Rose’s family history reveals how subjective socially constructed notions of race could be. All four of her grandparents were Cape Verdean. But her lighter-skinned paternal grandparents were labeled White on official documents, while her maternal grandparents were labeled Black or “Negro” – presumably because they had darker skin. Rose’s father was born in East Providence in 1920. His birth certificate and his draft card said that he was White. But Rose’s original birth certificate states, “Father’s race: Negro.”

In the 1950s, that label was especially fraught. But what bothers Rose most is that an institution imposed an identity on her family, lumping them into a category instead of recognizing their mixedrace heritage.

“It just didn’t align with who I was at my core,” she said.

The push for a new law in Rhode Island

In 2012, Rose visited Cape Verde for the first time. After she returned, she successfully petitioned for dual citizenship, a process that involved tracking down her grandfather’s baptismal records and having her parents’ birth certificates translated and notarized.

“Look at this,” she told a reporter, pulling out her blue and gold Cape Verdean passport. “This is unbelievable.”

Rose’s passport doesn’t label her as Black or White. Instead, it says, “Cabo Verdiana.”

“That’s who I am,” she said, tearing up. “That’s how they see me.”

Rose wanted her birth certificate to reflect her Cape Verdean identity, too. But while Rhode Island allows people to amend the names or gender markers on their birth certificates, she couldn’t find any information about how to update her race.

She eventually convinced the Office of Vital Records to make the change, providing her Cape Verdean passport as documentation. That was a “slam dunk,” she said, but many Cape Verdeans in the United States don’t have that option because they lack dual citizenship.
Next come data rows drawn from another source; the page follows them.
PR #2918, opened 2026-05-04
fix trigger of wheels workflow to use push to tag

j2kun:
Warning: AI-generated.


asraa (approved):
did you want to move the monitoring step to the wheels workflow? or also alert if the release failed?

j2kun:
I think maintainers get an alert when the workflow fails already, and there is little value in having an issue filed in that event.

New law will create process for amending race on birth certificates

This year, Rose lobbied the General Assembly to pass legislation that allows people to request that their race “be modified or amended on their birth certificate in a manner that utilizes culturally sensitive language and terminology.”

The bills, introduced by Sen. Robert Britto and Rep. Katherine Kazarian, both East Providence Democrats, were signed into law by Gov. Dan McKee on June 30 and direct the Department of Health to come up with a process to “accommodate all reasonable requests.”

While the legislation doesn’t just apply to Cape Verdeans, Rose said that her story is a common one, and that many Cape Verdeans have been boxed into arbitrary racial categories.

She emphasized that she doesn’t speak for the entire community. Some Cape Verdeans are content to identify as White or Black, while others, like Rose, feel strongly about being identified as Cape Verdean.

“I’m so proud that I was able to reclaim my heritage, and hopefully inspire others so that they can find a way to reclaim theirs,” Rose said. “I really want to be who I am. And I want that to be reflected in my lifetime and beyond, because birth certificates last forever.”